===== The data

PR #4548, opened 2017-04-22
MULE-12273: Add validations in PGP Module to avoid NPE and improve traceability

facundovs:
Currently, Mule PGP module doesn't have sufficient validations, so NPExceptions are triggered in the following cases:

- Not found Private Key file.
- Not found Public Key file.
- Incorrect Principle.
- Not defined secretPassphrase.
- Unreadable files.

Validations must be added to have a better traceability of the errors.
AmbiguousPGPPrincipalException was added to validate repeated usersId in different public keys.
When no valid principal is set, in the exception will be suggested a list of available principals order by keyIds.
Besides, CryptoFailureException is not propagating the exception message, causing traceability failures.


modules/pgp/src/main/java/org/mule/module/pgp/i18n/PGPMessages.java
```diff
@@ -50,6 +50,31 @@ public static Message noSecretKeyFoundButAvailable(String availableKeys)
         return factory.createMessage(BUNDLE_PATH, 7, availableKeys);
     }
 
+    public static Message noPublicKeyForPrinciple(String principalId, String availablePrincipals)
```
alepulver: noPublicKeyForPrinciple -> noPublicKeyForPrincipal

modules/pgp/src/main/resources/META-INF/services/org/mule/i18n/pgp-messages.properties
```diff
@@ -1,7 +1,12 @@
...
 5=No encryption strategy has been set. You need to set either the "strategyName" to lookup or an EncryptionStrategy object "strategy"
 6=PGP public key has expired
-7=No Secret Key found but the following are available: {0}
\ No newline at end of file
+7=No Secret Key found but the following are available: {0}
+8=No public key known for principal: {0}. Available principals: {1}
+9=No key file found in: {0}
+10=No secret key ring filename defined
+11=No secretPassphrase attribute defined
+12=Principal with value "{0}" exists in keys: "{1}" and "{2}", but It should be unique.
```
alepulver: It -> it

==========
===== The data

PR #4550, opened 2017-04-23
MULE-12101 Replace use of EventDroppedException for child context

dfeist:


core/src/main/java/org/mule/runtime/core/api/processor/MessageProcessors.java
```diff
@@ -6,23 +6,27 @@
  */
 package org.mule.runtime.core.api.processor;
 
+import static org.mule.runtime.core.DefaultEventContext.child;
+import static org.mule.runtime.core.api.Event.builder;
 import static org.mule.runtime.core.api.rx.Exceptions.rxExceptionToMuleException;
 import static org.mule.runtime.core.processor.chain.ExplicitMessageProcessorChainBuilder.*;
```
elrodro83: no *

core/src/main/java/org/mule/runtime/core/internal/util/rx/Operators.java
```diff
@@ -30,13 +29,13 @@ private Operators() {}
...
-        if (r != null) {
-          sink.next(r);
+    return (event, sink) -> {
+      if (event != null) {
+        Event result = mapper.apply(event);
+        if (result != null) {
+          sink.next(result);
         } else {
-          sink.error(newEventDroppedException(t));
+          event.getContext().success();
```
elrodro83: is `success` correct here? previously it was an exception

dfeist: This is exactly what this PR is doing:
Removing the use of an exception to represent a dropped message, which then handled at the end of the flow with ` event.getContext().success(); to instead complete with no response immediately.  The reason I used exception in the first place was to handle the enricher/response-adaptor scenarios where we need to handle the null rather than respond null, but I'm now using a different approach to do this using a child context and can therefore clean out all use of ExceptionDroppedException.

==========

What you will do. Nothing but a number should be returned: how many lines of the listing include "with".

Written answer. 2